# Incubating quail eggs. :D



## hermit crab kid (Jul 5, 2009)

Hello,

I am incubating quail eggs..... once again! :lol2: 
There are 12 eggs. All have been resting 12 hours with small end pointing down in room temperature before putting them in the incubator.

All are marked with ''X'' and ''O'' in order to know which side is which when turning them.

I shall keep a journal of their progress.

Here are some pics:

Here are some piccies of the packaging, eggs and incubator.


----------



## steven_law (Nov 1, 2009)

what temp are these at??


----------



## hermit crab kid (Jul 5, 2009)

Temp: 99.5F

Humidity: 40%


----------



## steven_law (Nov 1, 2009)

how often do these need turning?


----------



## hermit crab kid (Jul 5, 2009)

Min:3 times a day. They should be always turned an odd number of times, i.e : 3,7, 9 etc...


----------



## Graham (Jan 27, 2007)

When hatching Quail eggs, do you get the same M/F ratio that you do with chickens, and do you get the same problems with adult/juvenile males fighting? I'd like to hatch some eggs myself, but I know the problem with chickens when you get too many males, and I don't like having to cull excess males.


----------



## Pimperella (Sep 26, 2006)

Graham said:


> When hatching Quail eggs, do you get the same M/F ratio that you do with chickens, and do you get the same problems with adult/juvenile males fighting? I'd like to hatch some eggs myself, but I know the problem with chickens when you get too many males, and I don't like having to cull excess males.


 
I've found I get a high rate of males hatched. But with Japanese quails they reach adult at 8 weeks. We are planning to eat our extra males. Tho it is hard when the little beggers get so tame (well mine do), Got 3 cocks and 1 hen from first hatch. Waiting to see what the next 8 chicks are before I make any choice. But I seem to have a lot of paler coloured ones so will make a mix of colours. They make great mini roasting birds.


----------



## klair328 (Nov 15, 2006)

i tried these last year and year before i could always get a few to hatch but it was keeping the lil ones alive tht proved to be a problem we tried them on chick crums and a bag of feed that was sent with the eggs for chicks but they still died we kept them inside at room temp with water in a indoor guinea pig cage and they still died was gutted


----------



## Graham (Jan 27, 2007)

> They make great mini roasting birds.


I agree, I love roast quail, you really need several though!

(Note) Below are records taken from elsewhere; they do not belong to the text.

PR #356, opened 2024-01-03
Fix texture pool not updating inner item on re-use

yulnr:
Fixes a bug where setting images within a list of multiple images with `load_png_from_bytes()`, causes the most recently-loaded image to be re-used all other images in the list. 

Screenshot 2024-01-03 at 16 03 31

The problem is that textures won't update their contents/format when being re-used with `new_with_format` because the texture pool (`IdPool`) is not updating the inner item when providing textures from the free pool.

Updating the inner item (`self.pool[id].item = item`) fixes the issue. 

image

Also, this removes the need for the `generation_changed` flag. Since we're now properly updating the contents of the texture, `alloc` will be set as `None` and therefore always require the graphics backend to regenerate textures.

Originally reported here: https://github.com/project-robius/robrix/commit/5a79e97cfc78a12d221918fb77a8e50a768fa6ae

### DIFF
--- a/platform/src/id_pool.rs
+++ b/platform/src/id_pool.rs
@@ -85,8 +85,9 @@ impl<T> IdPool<T> where T: Default {
             });
     
         if let Some((index, id)) = maybe_free_id {
-            self.pool[id].generation += 1;
             self.free.0.borrow_mut().remove(index);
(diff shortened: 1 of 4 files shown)


kevinaboos:
Thanks Julián!

PR #364, opened 2024-01-10
Fix typo in cfg block

kevinaboos:
tiny fix to allow `rik` branch to build again


kevinaboos:
Ah, #363 beat me to it

PR #232, opened 2020-09-17
Do not close trip settings screen on error saving trip.

binh-dam-ibigroup:
If there is an error while saving a new or existing trip, the trip settings screen will close after the user dismisses the error message. I find this annoying, and this PR prevents the trip settings screen from closing in such situations. In some cases, you want the user to be able to make changes and let them attempt to change again.

To test:
- Use https://github.com/ibi-group/otp-middleware/pull/75 in its original form.
- Try to save a new trip. An error message will be displayed because of a bug, and the saved trip screen will closed automatically.


evansiroky (approved):

lib/components/user/saved-trip-screen.js
```diff
@@ -102,12 +103,35 @@ class SavedTripScreen extends Component {
...
+    const { activeSearchId } = this.props
+
+    const savedTrip = this.props.monitoredTrips.find(trip => {
+      const tripQueryParams = qs.parse(trip.queryParams.split('?')[1])
+      return tripQueryParams.ui_activeSearch === activeSearchId
+    })
+
+    if (savedTrip) {
+      this._goToTripPlanner()
+    }
```
landonreed, line 119: I think I mentioned in a recent PR that we probably shouldn't go to the trip planner after saving the trip, but rather the list of saved trips. I can't recall whether that was already merged/implemented.

lib/components/user/saved-trip-screen.js
```diff
@@ -102,12 +103,35 @@ class SavedTripScreen extends Component {
...
+
+    // For new trips, if a trip with the same ui_activeSearch value in queryParams
+    // appears in the monitored trips redux state,
+    // then we know that save was successful and we can proceed.
+    const { activeSearchId } = this.props
+
+    const savedTrip = this.props.monitoredTrips.find(trip => {
+      const tripQueryParams = qs.parse(trip.queryParams.split('?')[1])
+      return tripQueryParams.ui_activeSearch === activeSearchId
+    })
```
landonreed, line 115: This approach seems flimsy. I would prefer that this logic be contained within the action -- that would remove all of this inference that is being applied here. I think the routing logic for these handlers (goToTripPlanner, goToSavedTrips, etc.) should also be contained within those actions.

lib/components/user/saved-trip-screen.js
```diff
@@ -102,12 +103,35 @@ class SavedTripScreen extends Component {
...
+
     await this._updateMonitoredTrip()
-    this._goToSavedTrips()
+
+    // For existing trips, if the lastUpdated value (long) for the trip with the same id in monitored trips redux state
+    // is more recent that our copy, then we know that save was successful and we can proceed.
+    // (The state is not updated upon save because the next normal step is to close this screen.)
+    const savedTrip = this.props.monitoredTrips.find(trip => trip.id === monitoredTrip.id)
+
+    if (savedTrip.lastUpdated > monitoredTrip.lastUpdated) {
```
landonreed, line 132: See above comment about moving this check (and probably the need for comparing lastUpdated) to the action itself.

lib/components/user/saved-trip-screen.js
```diff
@@ -215,6 +239,7 @@ const mapStateToProps = (state, ownProps) => {
   const activeItinerary = activeSearch && activeSearch.activeItinerary
   const itineraries = getActiveItineraries(state.otp) || []
   return {
+    activeSearchId: state.otp.activeSearchId,
```
landonreed, line 242: Unnecessary if we move logic to actions.

landonreed (changes requested):
I think we ought to move this logic to the actions. That would remove the need for the somewhat flimsy checks and instead just check the result of the fetch.

lib/components/user/saved-trip-screen.js
binh-dam-ibigroup: This was handled in #239 (see this file: https://github.com/opentripplanner/otp-react-redux/blob/cf194ec2d2117caf7d60b47fadc7724c606d5800/lib/components/user/saved-trip-screen.js#L99)

lib/components/user/saved-trip-screen.js
binh-dam-ibigroup: Good call. It's cleaner now in https://github.com/opentripplanner/otp-react-redux/pull/232/commits/861f5e8d951548dac61c07d5083f2b60682f604a.

lib/components/user/saved-trip-screen.js
binh-dam-ibigroup: Updated in https://github.com/opentripplanner/otp-react-redux/pull/232/commits/861f5e8d951548dac61c07d5083f2b60682f604a. Previous logic is no longer necessary.

lib/components/user/saved-trip-screen.js
```diff
@@ -93,49 +94,12 @@ class SavedTripScreen extends Component {
...
-    // is more recent that our copy, then we know that save was successful and we can proceed.
-    // (The state is not updated upon save because the next normal step is to close this screen.)
-    const savedTrip = this.props.monitoredTrips.find(trip => trip.id === monitoredTrip.id)
-
-    if (savedTrip.lastUpdated > monitoredTrip.lastUpdated) {
-      this._goToSavedTrips()
-    }
+  _handleSaveTrip = async monitoredTrip => {
+    await this._updateMonitoredTrip(monitoredTrip)
   }
```
landonreed, line 103: `_handleSaveTrip` does not need to exist (just use `_updateMonitoredTrip`). Also, `_updateMonitoredTrip` does not need to be async (no need to await `createOrUpdateUserMonitoredTrip`).

landonreed (approved):
Wow, that's a lot simpler. Nice work. Just one final condition for approval (see comment).

lib/components/user/saved-trip-screen.js
binh-dam-ibigroup: Good catch. Updated in https://github.com/opentripplanner/otp-react-redux/pull/232/commits/3fd0a0ab2a63ee98522c108e5e31ae031777b83c along with missing import in `actions/user`.

PR #233, opened 2020-09-18
Use auth0-react

### LINKED ISSUE #253: If logging out on local dev environment, does not redirect to localhost:9966
1. Sign in.
2. Log out.
3. App seems to redirect to URL listed first in Allowed Logout URLs in Auth0 console.

This may be fixed in #233 (I have not tested yet)?

binh-dam-ibigroup:
This PR replaces the no-longer-maintained `use-auth0-hooks` library with its successor `auth0-react`.

This PR also improves the following:

- Logout redirects to the same server (previously, you could be redirected from e.g. localhost to a live instance).
- Login from a protected page/route is now supported (e.g. logging-in from /#/account shows the account page instead of the map)

Codewise:

- Auth0-react renames some props and higher-order components.
- Auth0-react requires we fetch Auth0 tokens ourselves.
- Auth0-react inserts some URL parameters, the PR adds code to remove those parameters.
- `appState.returnTo` is used where possible (fixes #253), method `processSignIn` is simplified.
- ~Constant `URL_ROOT` is replaced with the standard `window.location.origin`.~ (unchanged, see https://github.com/opentripplanner/otp-react-redux/pull/233#discussion_r492827070)
- Improved passing props in `withLoggedInUserSupport` higher order component (removed `renderChildrenWithProps` util method.
- `state.user.loggedInUserMonitoredTrips` now asynchronously fetched after fetching `state.user.loggedInUser`.


lib/components/app/responsive-webapp.js
```diff
@@ -291,7 +291,7 @@ class RouterWrapperWithAuth0 extends Component {
             onLoginError={showLoginError}
             onRedirectCallback={processSignIn}
             onRedirecting={BeforeSignInScreen}
-            redirectUri={URL_ROOT}
+            redirectUri={window.location.origin}
```
landonreed, line 294: I think it's probably ok to remove URL_ROOT throughout the app, but this reminds me that we should document somewhere that user accounts/middleware is not currently compatible with hosting the OTP app at a path, e.g., https://newplanner.trimet.org/map. If we're not OK with that limitation we should probably fix it. (I think the only major concern is probably with the TriMet implementation.)

lib/components/user/saved-trip-screen.js
```diff
@@ -229,6 +229,12 @@ const mapDispatchToProps = {
 }
 
 export default withLoggedInUserSupport(
-  withLoginRequired(connect(mapStateToProps, mapDispatchToProps)(SavedTripScreen)),
+  withAuthenticationRequired(
+    connect(mapStateToProps, mapDispatchToProps)(SavedTripScreen),
+    {
+      // Redirect back to this page if a user logs in from the URL for saving a trip.
+      returnTo: () => window.location.hash.substr(1)
+    }
```
landonreed, line 237: This object with `returnTo` is used multiple times. It should probably be encapsulated somewhere for reuse.

lib/components/user/with-logged-in-user-support.js
```diff
@@ -37,26 +37,32 @@ export default function withLoggedInUserSupport (WrappedComponent, requireLogged
...
 class UserLoaderScreen extends Component {
-  componentDidUpdate () {
-    const { auth, fetchOrInitializeUser, loggedInUser } = this.props
+  async componentDidUpdate () {
+    const { auth0, fetchOrInitializeUser, loggedInUser } = this.props
 
-    // Once accessToken is available, proceed to fetch or initialize loggedInUser.
-    if (auth && auth.accessToken && !loggedInUser) {
-      fetchOrInitializeUser(auth)
+    if (auth0 && auth0.isAuthenticated && !loggedInUser) {
```
landonreed, line 43: Please use a comment to describe this condition that we're checking.

landonreed (changes requested):
Haven't fully tested this yet, but it needs a couple of code changes/comments

lib/components/user/with-logged-in-user-support.js
```diff
@@ -37,26 +37,32 @@ export default function withLoggedInUserSupport (WrappedComponent, requireLogged
...
+      try {
+        // Get the token
+        const token = await auth0.getAccessTokenSilently()
+        // Once accessToken is available, proceed to fetch or initialize loggedInUser.
+        fetchOrInitializeUser(auth0, token)
+      } catch (error) {
+        alert('Error obtaining an authorization token.')
+      }
```
evansiroky, line 51: Please move this logic into the fetchOrInitializeUser action so it all stays in one place.

evansiroky (approved):
Just one refactoring comment.

lib/components/app/responsive-webapp.js
binh-dam-ibigroup: That is a good point, so I should probably keep URL_ROOT and add a TODO for supporting a root path that has a subfolder.

lib/components/user/with-logged-in-user-support.js
binh-dam-ibigroup: Updated in https://github.com/opentripplanner/otp-react-redux/pull/233/commits/0eedf9d0b11454855e64acc0c8c2569f5240b109.

lib/components/user/with-logged-in-user-support.js
binh-dam-ibigroup: This condition appears in multiple places, so replaced with a method (with jsdoc) in https://github.com/opentripplanner/otp-react-redux/pull/233/commits/0eedf9d0b11454855e64acc0c8c2569f5240b109

lib/components/user/saved-trip-screen.js
binh-dam-ibigroup: Updated in https://github.com/opentripplanner/otp-react-redux/pull/233/commits/4a6c2911bce4e981f5b2162cbb4e4696cb9f4dc0

lib/components/user/with-logged-in-user-support.js
```diff
@@ -37,27 +37,34 @@ export default function withLoggedInUserSupport (WrappedComponent, requireLogged
  * Upon completion (or if no user is logged in or if auth is disabled), it renders children.
  */
 class UserLoaderScreen extends Component {
-  componentDidUpdate () {
-    const { auth, fetchOrInitializeUser, loggedInUser } = this.props
+  /**
+   * Determines whether user data should be fetched.
+   * @returns true if the logged-in user has passed Auth0 authentication and state.user.loggedInUser has not been set; false otherwise.
+   */
+  shouldBeFetchingUser = () => {
```
evansiroky, line 44: Please rename to `shouldFetchUser` since it seems this shouldn't be a continuous action that is performed.

evansiroky (approved):

lib/components/user/with-logged-in-user-support.js
binh-dam-ibigroup: Done. (I picked that name because it read better in the render method, but that was a split call)

lib/actions/user.js
```diff
@@ -49,44 +49,56 @@ export function fetchUserMonitoredTrips (accessToken) {
...
+        // {
+        //    status: 'error',
+        //    message: 'Error get-ing user...'
+        // }
+        // TODO: Improve AWS response.
+
+        const isNewAccount = fetchStatus === 'error' || (user && user.result === 'ERR')
+        if (!isNewAccount) {
+          // Load user's monitored trips before setting the user state.
+          await dispatch(fetchUserMonitoredTrips(accessToken))
```
landonreed, line 96: Sorry I didn't flag this before, but why does the order matter here?

lib/components/user/with-logged-in-user-support.js
```diff
@@ -37,33 +37,34 @@ export default function withLoggedInUserSupport (WrappedComponent, requireLogged
  * Upon completion (or if no user is logged in or if auth is disabled), it renders children.
  */
 class UserLoaderScreen extends Component {
+  /**
+   * Determines whether user data should be fetched.
+   * @returns true if the logged-in user has passed Auth0 authentication and state.user.loggedInUser has not been set; false otherwise.
```
landonreed, line 42: Line seems a bit long (can't tell for sure outside of my code editor).

lib/components/user/with-logged-in-user-support.js
```diff
@@ -37,33 +37,34 @@ export default function withLoggedInUserSupport (WrappedComponent, requireLogged
...
+   */
+  shouldFetchUser = () => {
```
landonreed, line 44: Would a better name be `userIsMissing/Unfetched`?

lib/components/user/with-logged-in-user-support.js
```diff
@@ -37,33 +37,34 @@ export default function withLoggedInUserSupport (WrappedComponent, requireLogged
...
-        return renderChildrenWithProps(children, { auth0 })
-      }
+    if (requireLoggedInUser && this.shouldFetchUser()) {
+      // If a logged-in user is required, then
+      // display a hint while the logged-in user data is being fetched (from componentDidMount).
+      // Don't display this if loggedInUser is not required or is already available.
+      // TODO: Improve this screen.
+      return <AwaitingScreen />
+    } else if (auth0) {
+      return renderChildrenWithProps(children, { auth0 })
```
landonreed, line 67: "else if" condition could use a comment.

landonreed (changes requested):
Changes look good, just a couple more items.

lib/actions/user.js
binh-dam-ibigroup: We want the user's trips to be available when `state.user.loggedInUser` is set, so other parts of the UI don't have to check whether the monitored trips have been loaded or not. This would be most noticeable when you log in directly from the `/#/savedtrips` route.

binh-dam-ibigroup: I added a comment regarding that in https://github.com/opentripplanner/otp-react-redux/pull/233/commits/c9bb706107fffe6b477e73123313da05a5031f74.

lib/components/user/with-logged-in-user-support.js
binh-dam-ibigroup: Fixed in https://github.com/opentripplanner/otp-react-redux/pull/233/commits/c9bb706107fffe6b477e73123313da05a5031f74

lib/components/user/with-logged-in-user-support.js
binh-dam-ibigroup: Good suggestion. Updated in https://github.com/opentripplanner/otp-react-redux/pull/233/commits/c9bb706107fffe6b477e73123313da05a5031f74.

lib/components/user/with-logged-in-user-support.js
binh-dam-ibigroup: Glad you pointed this out. I ended up removing the else-if block as only one component was using the `auth0` prop to get the `email_verified` state. I added an `isEmailVerified` to the user state in https://github.com/opentripplanner/otp-react-redux/pull/233/commits/8fe223ef4bda834432f6ecc59d3162180af76650, I think that looks better.

evansiroky (approved):

lib/actions/user.js
landonreed: What parts of the UI are fetching the monitored trips? I couldn't really find where this would happen. In any case, this doesn't seem like a pattern we want to embed here. In my view we want to update the store with the user as soon as possible so that we're not waiting for an extra request to the backend to be fulfilled. Also, it avoids calling `serCurrentUser` multiple times.

lib/components/user/user-account-screen.js
```diff
@@ -107,35 +109,10 @@ class UserAccountScreen extends Component {
...
-          onCancel={this._handleExit}
-          onComplete={this._handleExitAndSave}
-          panes={this._panes}
-        />
-      )
-    }
+    const { isEmailVerified, loggedInUser } = this.props
+
+    // Capture the handler for use in the Formik callback (where `this` might mean something else.)
+    const handleExit = this._handleExit
```
landonreed, line 115: I'm not sure why this is treated differently than passing `this._panes` or `this._handleSaveAndExit`.

binh-dam-ibigroup: I thought `this` inside the Formik component could have another meaning but it turns out not to be the case. This is handled by commit https://github.com/opentripplanner/otp-react-redux/commit/6902c2b4c80245cb0821fdf0b69ec5406dbb242f.

lib/components/user/with-logged-in-user-support.js
landonreed: Hmm, after taking a closer look at https://github.com/opentripplanner/otp-react-redux/commit/8fe223ef4bda834432f6ecc59d3162180af76650, it feels a little awkward to me. Here's a few suggestions:
- add default state for create-user-reducer. It can be confusing when there is no initial state.
- in `UserLoaderScreen#componentDidUpdate`:
  - remove `async`
  - add `prevProps` arg and compare prevProps.auth0.email_verified to this.props.... etc.
  - if this.props.email verified is true, dispatch new action (SET_EMAIL_VERIFIED) to true.
  - move email verified logic in user reducer to new case

lib/actions/user.js
landonreed: See my comment about setting a default state in the user reducer. I don't think we should be relying on this order of operations for determining whether a user is allowed to create a new monitored trip.

lib/components/user/with-logged-in-user-support.js
binh-dam-ibigroup: Should the Auth0 state be stored in the redux state?

binh-dam-ibigroup: I don't think we should expect the email verified state to change, so there shouldn't be an action for that (unless when the user clicks "My email is verified", we do something other than reloading the page).

landonreed: Yea, perhaps storing the Auth0 state alongside the loggedInUser would be a better approach. Do you see any issues there?

binh-dam-ibigroup: Adding the Auth0 state in redux would help with another refactor I have been considering doing on the login button.

binh-dam-ibigroup: The `isEmailVerified` hack is removed in https://github.com/opentripplanner/otp-react-redux/pull/233/commits/e25ef5d781232cde60c0ac866b357b7610e65d47.

binh-dam-ibigroup: I reversed course and went back to passing the `auth0` prop to `UserAccountScreen` (found a better way to do that in https://github.com/opentripplanner/otp-react-redux/pull/233/commits/d359a8b8930d10602543081ec3d7e16511180dae). I don't think storing `auth0` in the redux state is warranted yet.

landonreed: Nice work!

lib/actions/user.js
binh-dam-ibigroup: If we want to remove fetching trips when fetching the user data, then `state.user.loggedInUserMonitoredTrips` needs to be fetched on first use from `SavedTripList` and `SavedTripScreen`. Each of these components will need to invoke the fetch and display a hint while fetching is taking place. Is that aligned with your thinking @landonreed ?

binh-dam-ibigroup: I changed the loading of user monitored trips in https://github.com/opentripplanner/otp-react-redux/pull/233/commits/99755e59acd2b46332998b7c656436acff555919. It wasn't too big of a change this time, otherwise it would go in a separate PR.

landonreed (changes requested):
See comments from phone discussion.

lib/actions/user.js
```diff
@@ -127,6 +117,39 @@ export function createOrUpdateUser (userData) {
...
+    }
+  }
+}
+
+/**
+ * Fetches the saved/monitored trips for a user.
+ * We use the accessToken to fetch the data regardless of
+ * whether the process to populate state.user is completed or not.
+ */
+export function fetchUserMonitoredTrips (accessToken) {
```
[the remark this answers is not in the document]
binh-dam-ibigroup: Updated in https://github.com/opentripplanner/otp-react-redux/pull/233/commits/166d00f0b4564c8b4bda20e906a5ab764bdbc635. That also removed the extra fetching from within components.

lib/actions/user.js
```diff
@@ -141,6 +117,39 @@ export function createOrUpdateUser (userData) {
...
+/**
+ * Ensures user monitored trips are loaded.
+ * state.user.loggedInUserMonitoredTrips is at least an empty array when loaded.
+ */
+export function ensureUserMonitoredTripsAreLoaded () {
+  return async function (dispatch, getState) {
+    const { user } = getState()
+    const { accessToken, loggedInUser, loggedInUserMonitoredTrips } = user
+    if (accessToken && loggedInUser && !loggedInUserMonitoredTrips) {
+      await dispatch(fetchUserMonitoredTrips(accessToken))
```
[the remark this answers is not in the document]
binh-dam-ibigroup: Reordered and no longer awaiting in https://github.com/opentripplanner/otp-react-redux/pull/233/commits/166d00f0b4564c8b4bda20e906a5ab764bdbc635 per discussion.

lib/actions/user.js
```diff
@@ -203,7 +192,7 @@ export function deleteUserMonitoredTrip (id) {
 
       if (deleteResult.status === 'success') {
         // Reload user's monitored trips after deletion.
-        await dispatch(fetchUserMonitoredTrips(accessToken))
+        dispatch(fetchUserMonitoredTrips(accessToken))
```
landonreed, line 195: accessToken arg needs to be removed.

lib/actions/user.js
```diff
@@ -73,10 +73,12 @@ export function fetchOrInitializeUser (auth0) {
         // TODO: Improve AWS response.
 
         const isNewAccount = fetchStatus === 'error' || (user && user.result === 'ERR')
+        const userData = isNewAccount ? createNewUser(authUser) : user
+        dispatch(setCurrentUser({ accessToken, user: userData }))
+
+        // Also (asynchronously) load monitored trips for existing users.
```
landonreed, line 79: I don't think it needs to be stated that a fetch is asynchronous. I find the clarification more confusing than helpful.

landonreed (approved):
Looks good, just a couple of tiny loose ends.

lib/actions/user.js
binh-dam-ibigroup: Removed in https://github.com/opentripplanner/otp-react-redux/pull/233/commits/9b74a576f40dd13476fa8c0f4a218dfe55dd6dd5

lib/actions/user.js
binh-dam-ibigroup: Updated in https://github.com/opentripplanner/otp-react-redux/pull/233/commits/9b74a576f40dd13476fa8c0f4a218dfe55dd6dd5

binh-dam-ibigroup:
FYI @landonreed and @evansiroky there are some not-so-obvious merge changes I addressed in https://github.com/opentripplanner/otp-react-redux/pull/233/commits/b27eb1886ca3ee3456a97dd89afdb79ea1a43ae3. This PR should be ready to merge now.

I think I'll just buy some birds rather than incubate eggs, I find it too hard to cull unwanted ones when you've hatched them yourself and they're so tame and trusting, bit of a wuss I know!


----------



## Shell195 (May 31, 2007)

klair328 said:


> i tried these last year and year before i could always get a few to hatch but it was keeping the lil ones alive tht proved to be a problem we tried them on chick crums and a bag of feed that was sent with the eggs for chicks but they still died we kept them inside at room temp with water in a indoor guinea pig cage and they still died was gutted


 

I think you need overhead heat to keep the chicks alive as they chill very easily


----------



## pigglywiggly (Jul 19, 2008)

yep, you cant take a chick out of a toastie incy and expect it to live at room temp straight off

best thing in an emergency is a red fire-glow lightbulb suspended over the cage they`re in.
keeps them nice and toastie without hurting their eyes.

and dont forget the round stones in the water bowl so they dont drown themselves ( its they mission in life )

i`ve always got around 50/50 sex wise.
the whites and ranges are annoying as you cant sex them by feather colour.
and we eat the males too, or they start to scalp each other around the 10 week old mark, never roasted them though, how long do you cook them for?


----------



## Graham (Jan 27, 2007)

Haven't cooked one for ages, about 25 mins IIRC? It's very quick anyway, one makes a good starter with salad, or two for a main dish.


----------



## Pimperella (Sep 26, 2006)

klair328 said:


> i tried these last year and year before i could always get a few to hatch but it was keeping the lil ones alive tht proved to be a problem we tried them on chick crums and a bag of feed that was sent with the eggs for chicks but they still died we kept them inside at room temp with water in a indoor guinea pig cage and they still died was gutted


 
They will have died of the cold. They come out of an incubator which was 37 to 38 degrees c. Then go to room temp at 18 degrees C, then they are gonna die, slowly. Ain't a quick death.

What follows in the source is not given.